Mine are all 2' 2" sections of pipe. I have no wood in mine. Also eliminated the 4 90* pieces on the base and the 2 pipes, not necessary for stability. I use zip ties and binder clips to hold the card board backing that I attach targets to. Simple light and effective. I had been hauling a 2x4 framed target holder to the range, heavy and cumbersome. It might get donated to the range next time out. I think total cost was somewhere around $25-30. I keep the top square stuck together and remove the legs and base for transport. Easy and compact.


----------



## rice paddy daddy (Jul 17, 2012)

Our county has an ordinance against signs on the road right of way.
Each election cycle candidate supporters violate this code by putting out Vote For John Doe signs. I generally wait until the election is over to help my county government by removing these signs from the right of way.
But not always.
These signs are mass produced out of some sort of plasticized corrugated material and have stiff wire legs to stick in the ground. Y'all know what I'm talking about.
My Arrow T-50 stapler affixes targets real well to this material, I'll bet duct tape would work too. They last for quite a few range trips, unless you shoot one of the wires in two. When no longer useable, throw away.
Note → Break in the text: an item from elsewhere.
Issue #469, opened 2014-12-23
Missing fax when built room has no staff available


TheCycoONE:
_From [mark.l1...@hotmail.co.uk](https://code.google.com/u/117099726060447259318/) on June 27, 2011 14:55:48_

While not as nice as the PVC target frame, the price is right - free. And I'm doing my civic duty by removing them. :joyous:


----------



## Slippy (Nov 14, 2013)

That is a GREAT idea RPD! Especially if the sign has a picture of the piece of...er..."politician".



rice paddy daddy said:


> Our county has an ordinance against signs on the road right of way.
> Each election cycle candidate supporters violate this code by putting out Vote For John Doe signs. I generally wait until the election is over to help my county government by removing these signs from the right of way.
> But not always.
> These signs are mass produced out of some sort of plasticized corrugated material and have stiff wire legs to stick in the ground. Y'all know what I'm talking about.
> ...


----------



## Arklatex (May 24, 2014)

GasholeWillie said:


> Mine are all 2' 2" sections of pipe. I have no wood in mine. Also eliminated the 4 90* pieces on the base and the 2 pipes, not necessary for stability. I use zip ties and binder clips to hold the card board backing that I attach targets to. Simple light and effective. I had been hauling a 2x4 framed target holder to the range, heavy and cumbersome. It might get donated to the range next time out. I think total cost was somewhere around $25-30. I keep the top square stuck together and remove the legs and base for transport. Easy and compact.


Great suggestions! I too believe that the braces you mentioned are unnecessary.


----------



## topgun (Oct 2, 2013)

I'm cheap. 

Having said that, what I use on my heavily wooded BOL for targets is a string tied between two trees with binder clips to hold the target. On a windy day it takes two strings (top & bottom) and two more binder clips. The paper targets themselves are the most cumbersome parts of my target "system"

My target "stands" can be rolled up and kept in my pocket for transport anywhere, can yours?.


----------



## Tennessee (Feb 1, 2014)

I've made one of the about 4 years ago to use at our range. And you are right the design doesn't need spikes. If the wind is blowing hard enough to blow the stand over then IMO it’s too windy to shoot. The only problem I had was when I let my daughter-in-law us it she shot the thing up. But easy fix.


----------



## GasholeWillie (Jul 4, 2014)

topgun said:


> I'm cheap.
> 
> Having said that, what I use on my heavily wooded BOL for targets is a string tied between two trees with binder clips to hold the target. On a windy day it takes two strings (top & bottom) and two more binder clips. The paper targets themselves are the most cumbersome parts of my target "system"
> 
> My target "stands" can be rolled up and kept in my pocket for transport anywhere, can yours?.


Well I challenge you to come out to the range I use and try and find a few trees close enough to string up some rope and targets. Mine set up anywhere, does yours?


----------



## GasholeWillie (Jul 4, 2014)

Arklatex said:


> Great suggestions! I too believe that the braces you mentioned are unnecessary.


Additionally, if you want to add some stability to the whole system, buy 4 endcaps, fill the base tubes with sand and plug the T with a paper towel/newspaper to keep the sand in the tube.


----------



## CourtSwagger (Jan 3, 2013)

I picked up a couple of cloth covered dress makers frames (like mannequins). They took hundreds off rounds before they wouldn't stand up anymore. Now I'm restricted to an indoor range.


----------



## Deebo (Oct 27, 2012)

Dude, are you reading my mind?
I took the wife out yesterday, on an impromptu trip to shoot her first .45, and was thinking, I should make a stand up target out of the pvc pipe I have been holding onto. 
Awesome, awesome, awesome


----------



## redhawk (May 7, 2014)

rice paddy daddy said:


> Our county has an ordinance against signs on the road right of way.
> Each election cycle candidate supporters violate this code by putting out Vote For John Doe signs. I generally wait until the election is over to help my county government by removing these signs from the right of way.
> But not always.
> These signs are mass produced out of some sort of plasticized corrugated material and have stiff wire legs to stick in the ground. Y'all know what I'm talking about.
> ...


I've done that myself, they work great!


----------



## Waterborne (Jun 8, 2015)

I use the exact same design using 1.5" PVC. works great.


----------